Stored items
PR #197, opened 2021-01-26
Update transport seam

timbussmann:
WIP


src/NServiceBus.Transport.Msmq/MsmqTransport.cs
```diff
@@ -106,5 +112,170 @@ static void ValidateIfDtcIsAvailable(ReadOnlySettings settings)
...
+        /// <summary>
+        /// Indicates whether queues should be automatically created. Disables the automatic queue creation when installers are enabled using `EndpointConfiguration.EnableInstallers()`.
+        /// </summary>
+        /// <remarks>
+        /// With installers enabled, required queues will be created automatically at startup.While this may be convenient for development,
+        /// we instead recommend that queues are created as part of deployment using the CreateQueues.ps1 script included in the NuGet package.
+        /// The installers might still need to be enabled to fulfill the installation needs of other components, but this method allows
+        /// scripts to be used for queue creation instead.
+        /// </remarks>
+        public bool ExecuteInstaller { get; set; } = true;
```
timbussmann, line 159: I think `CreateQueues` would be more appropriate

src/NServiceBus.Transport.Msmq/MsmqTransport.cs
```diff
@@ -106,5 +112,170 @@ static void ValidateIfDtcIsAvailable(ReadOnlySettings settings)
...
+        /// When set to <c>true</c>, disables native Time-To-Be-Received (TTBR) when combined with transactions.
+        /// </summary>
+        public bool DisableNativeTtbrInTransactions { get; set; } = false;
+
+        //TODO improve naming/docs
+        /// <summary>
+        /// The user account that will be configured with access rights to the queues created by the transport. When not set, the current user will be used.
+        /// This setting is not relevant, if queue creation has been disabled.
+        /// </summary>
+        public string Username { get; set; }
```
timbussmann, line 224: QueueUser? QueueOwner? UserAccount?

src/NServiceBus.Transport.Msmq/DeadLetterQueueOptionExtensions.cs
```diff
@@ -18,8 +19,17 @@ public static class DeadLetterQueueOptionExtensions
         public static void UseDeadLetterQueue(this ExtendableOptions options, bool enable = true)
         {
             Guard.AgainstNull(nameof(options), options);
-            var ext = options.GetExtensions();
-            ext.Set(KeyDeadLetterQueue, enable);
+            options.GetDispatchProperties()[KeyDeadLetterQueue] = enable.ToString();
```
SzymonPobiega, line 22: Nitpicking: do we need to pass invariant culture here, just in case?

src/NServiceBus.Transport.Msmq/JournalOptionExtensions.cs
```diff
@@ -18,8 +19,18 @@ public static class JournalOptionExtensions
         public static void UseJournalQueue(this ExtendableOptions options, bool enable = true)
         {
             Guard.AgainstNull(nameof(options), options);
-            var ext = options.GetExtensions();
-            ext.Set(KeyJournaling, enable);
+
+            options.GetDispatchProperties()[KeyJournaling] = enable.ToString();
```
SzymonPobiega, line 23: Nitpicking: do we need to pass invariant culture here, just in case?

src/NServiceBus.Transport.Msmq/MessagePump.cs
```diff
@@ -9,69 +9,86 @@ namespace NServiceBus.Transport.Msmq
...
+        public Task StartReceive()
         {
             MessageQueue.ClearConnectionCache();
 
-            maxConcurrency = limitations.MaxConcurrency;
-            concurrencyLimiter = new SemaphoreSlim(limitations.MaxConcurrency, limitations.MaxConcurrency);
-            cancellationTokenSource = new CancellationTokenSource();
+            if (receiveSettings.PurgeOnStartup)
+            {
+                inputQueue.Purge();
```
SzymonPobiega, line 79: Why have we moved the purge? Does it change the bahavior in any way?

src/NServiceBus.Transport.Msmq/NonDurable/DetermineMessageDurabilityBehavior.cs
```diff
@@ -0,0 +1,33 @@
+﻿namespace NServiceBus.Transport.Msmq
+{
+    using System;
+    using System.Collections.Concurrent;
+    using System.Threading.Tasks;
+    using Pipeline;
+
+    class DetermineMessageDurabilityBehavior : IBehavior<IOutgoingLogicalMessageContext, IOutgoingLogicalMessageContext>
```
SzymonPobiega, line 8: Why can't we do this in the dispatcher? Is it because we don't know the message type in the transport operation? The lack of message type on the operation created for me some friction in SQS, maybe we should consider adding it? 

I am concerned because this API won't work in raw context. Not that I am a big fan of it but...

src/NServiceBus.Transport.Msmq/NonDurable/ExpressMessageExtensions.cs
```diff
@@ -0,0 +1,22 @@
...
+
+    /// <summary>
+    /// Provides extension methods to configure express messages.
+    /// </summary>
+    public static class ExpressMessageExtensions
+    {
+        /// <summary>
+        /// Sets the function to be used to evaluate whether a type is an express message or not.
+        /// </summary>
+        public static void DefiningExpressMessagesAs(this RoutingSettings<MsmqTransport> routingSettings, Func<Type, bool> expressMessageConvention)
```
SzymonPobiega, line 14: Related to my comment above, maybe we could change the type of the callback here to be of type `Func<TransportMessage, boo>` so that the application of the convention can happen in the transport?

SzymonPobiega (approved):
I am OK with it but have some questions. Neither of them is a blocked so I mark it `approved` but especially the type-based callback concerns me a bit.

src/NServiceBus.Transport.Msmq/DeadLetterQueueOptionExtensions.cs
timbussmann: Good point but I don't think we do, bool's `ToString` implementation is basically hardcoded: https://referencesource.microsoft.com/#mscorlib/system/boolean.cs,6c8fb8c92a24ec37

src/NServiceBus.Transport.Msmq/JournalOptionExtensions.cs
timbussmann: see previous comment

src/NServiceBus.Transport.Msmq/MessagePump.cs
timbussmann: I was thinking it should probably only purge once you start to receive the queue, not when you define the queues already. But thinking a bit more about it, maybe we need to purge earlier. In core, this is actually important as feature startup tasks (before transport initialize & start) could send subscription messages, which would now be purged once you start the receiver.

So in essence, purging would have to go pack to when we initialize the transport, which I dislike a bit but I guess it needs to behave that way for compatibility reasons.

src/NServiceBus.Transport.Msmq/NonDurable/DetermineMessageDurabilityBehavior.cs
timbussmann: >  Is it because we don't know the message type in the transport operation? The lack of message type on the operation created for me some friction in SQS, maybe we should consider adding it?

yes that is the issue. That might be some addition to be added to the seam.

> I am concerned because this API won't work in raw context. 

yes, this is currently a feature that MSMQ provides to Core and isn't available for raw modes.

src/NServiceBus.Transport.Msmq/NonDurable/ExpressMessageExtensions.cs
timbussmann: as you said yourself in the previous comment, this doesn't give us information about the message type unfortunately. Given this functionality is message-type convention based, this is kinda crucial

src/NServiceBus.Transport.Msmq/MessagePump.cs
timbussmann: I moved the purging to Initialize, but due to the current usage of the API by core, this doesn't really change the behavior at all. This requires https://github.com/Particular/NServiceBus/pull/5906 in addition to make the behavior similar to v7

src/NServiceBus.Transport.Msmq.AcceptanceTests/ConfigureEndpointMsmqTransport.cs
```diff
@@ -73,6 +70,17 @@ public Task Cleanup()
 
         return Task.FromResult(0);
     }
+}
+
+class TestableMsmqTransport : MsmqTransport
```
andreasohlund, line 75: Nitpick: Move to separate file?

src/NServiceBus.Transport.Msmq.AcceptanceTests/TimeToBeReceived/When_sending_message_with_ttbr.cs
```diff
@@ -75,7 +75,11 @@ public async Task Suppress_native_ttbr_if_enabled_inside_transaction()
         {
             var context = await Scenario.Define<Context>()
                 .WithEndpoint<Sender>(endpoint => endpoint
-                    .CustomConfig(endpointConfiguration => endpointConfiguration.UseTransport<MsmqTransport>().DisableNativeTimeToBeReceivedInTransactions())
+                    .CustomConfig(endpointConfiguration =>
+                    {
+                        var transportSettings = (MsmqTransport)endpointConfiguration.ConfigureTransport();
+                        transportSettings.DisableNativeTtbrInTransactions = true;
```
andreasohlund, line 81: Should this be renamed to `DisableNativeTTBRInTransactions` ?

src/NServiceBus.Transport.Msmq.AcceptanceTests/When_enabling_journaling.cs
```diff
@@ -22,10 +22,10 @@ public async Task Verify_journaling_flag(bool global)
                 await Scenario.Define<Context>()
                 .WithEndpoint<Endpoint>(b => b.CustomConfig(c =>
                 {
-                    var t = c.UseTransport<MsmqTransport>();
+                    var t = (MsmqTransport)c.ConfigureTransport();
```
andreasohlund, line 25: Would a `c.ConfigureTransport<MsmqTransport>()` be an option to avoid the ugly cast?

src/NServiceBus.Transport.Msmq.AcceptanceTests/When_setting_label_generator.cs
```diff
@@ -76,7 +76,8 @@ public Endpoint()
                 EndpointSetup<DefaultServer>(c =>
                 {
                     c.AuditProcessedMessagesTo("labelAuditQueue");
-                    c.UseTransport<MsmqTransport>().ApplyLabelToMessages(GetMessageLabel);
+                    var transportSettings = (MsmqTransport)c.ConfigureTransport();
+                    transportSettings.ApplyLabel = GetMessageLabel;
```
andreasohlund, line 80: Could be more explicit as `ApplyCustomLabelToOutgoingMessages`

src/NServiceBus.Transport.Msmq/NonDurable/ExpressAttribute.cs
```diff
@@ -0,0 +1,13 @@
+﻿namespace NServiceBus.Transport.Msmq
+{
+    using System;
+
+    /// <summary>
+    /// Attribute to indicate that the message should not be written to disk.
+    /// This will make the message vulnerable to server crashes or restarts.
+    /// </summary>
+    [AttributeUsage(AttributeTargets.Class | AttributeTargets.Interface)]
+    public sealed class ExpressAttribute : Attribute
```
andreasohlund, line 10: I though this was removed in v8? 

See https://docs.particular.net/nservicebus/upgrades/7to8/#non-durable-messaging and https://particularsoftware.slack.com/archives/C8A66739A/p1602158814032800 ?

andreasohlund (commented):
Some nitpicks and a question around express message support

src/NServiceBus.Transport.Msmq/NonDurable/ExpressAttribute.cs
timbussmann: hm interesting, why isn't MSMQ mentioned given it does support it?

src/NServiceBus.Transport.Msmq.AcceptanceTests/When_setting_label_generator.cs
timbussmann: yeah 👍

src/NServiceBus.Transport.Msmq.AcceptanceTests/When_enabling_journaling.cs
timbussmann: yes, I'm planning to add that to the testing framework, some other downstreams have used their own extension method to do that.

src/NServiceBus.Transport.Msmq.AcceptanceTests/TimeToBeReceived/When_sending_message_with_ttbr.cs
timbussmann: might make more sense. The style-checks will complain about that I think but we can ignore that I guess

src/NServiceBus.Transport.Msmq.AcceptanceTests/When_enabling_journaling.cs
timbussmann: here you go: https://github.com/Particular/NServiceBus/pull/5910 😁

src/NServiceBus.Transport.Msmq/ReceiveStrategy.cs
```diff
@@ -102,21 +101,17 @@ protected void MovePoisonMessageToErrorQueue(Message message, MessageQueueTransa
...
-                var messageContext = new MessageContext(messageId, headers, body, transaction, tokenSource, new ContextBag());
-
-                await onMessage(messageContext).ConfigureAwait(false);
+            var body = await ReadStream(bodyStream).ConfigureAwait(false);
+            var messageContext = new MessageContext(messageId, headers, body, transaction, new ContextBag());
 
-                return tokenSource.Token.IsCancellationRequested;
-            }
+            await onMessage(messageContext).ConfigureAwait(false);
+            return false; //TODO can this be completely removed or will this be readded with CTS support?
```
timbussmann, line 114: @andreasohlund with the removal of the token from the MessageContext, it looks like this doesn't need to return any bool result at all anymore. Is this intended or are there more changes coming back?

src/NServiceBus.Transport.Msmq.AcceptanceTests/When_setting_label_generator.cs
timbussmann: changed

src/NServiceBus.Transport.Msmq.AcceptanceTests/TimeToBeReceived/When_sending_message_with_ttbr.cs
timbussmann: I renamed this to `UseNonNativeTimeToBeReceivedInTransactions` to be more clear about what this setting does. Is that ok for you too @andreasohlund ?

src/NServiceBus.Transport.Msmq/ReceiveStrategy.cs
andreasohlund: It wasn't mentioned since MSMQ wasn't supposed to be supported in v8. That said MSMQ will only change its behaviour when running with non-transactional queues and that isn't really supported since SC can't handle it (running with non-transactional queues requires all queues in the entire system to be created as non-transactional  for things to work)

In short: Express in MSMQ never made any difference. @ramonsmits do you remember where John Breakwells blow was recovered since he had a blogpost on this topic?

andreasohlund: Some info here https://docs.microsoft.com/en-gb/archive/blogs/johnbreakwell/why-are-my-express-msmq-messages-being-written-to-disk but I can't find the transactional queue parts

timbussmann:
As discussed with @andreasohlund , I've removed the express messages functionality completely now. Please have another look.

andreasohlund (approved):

• What is needed
Using the entries, return every line where the word "https" can be found.

• Solution for this exercise
timbussmann: Good point but I don't think we do, bool's `ToString` implementation is basically hardcoded: https://referencesource.microsoft.com/#mscorlib/system/boolean.cs,6c8fb8c92a24ec37
timbussmann: I moved the purging to Initialize, but due to the current usage of the API by core, this doesn't really change the behavior at all. This requires https://github.com/Particular/NServiceBus/pull/5906 in addition to make the behavior similar to v7
See https://docs.particular.net/nservicebus/upgrades/7to8/#non-durable-messaging and https://particularsoftware.slack.com/archives/C8A66739A/p1602158814032800 ?
timbussmann: here you go: https://github.com/Particular/NServiceBus/pull/5910 😁
andreasohlund: Some info here https://docs.microsoft.com/en-gb/archive/blogs/johnbreakwell/why-are-my-express-msmq-messages-being-written-to-disk but I can't find the transactional queue parts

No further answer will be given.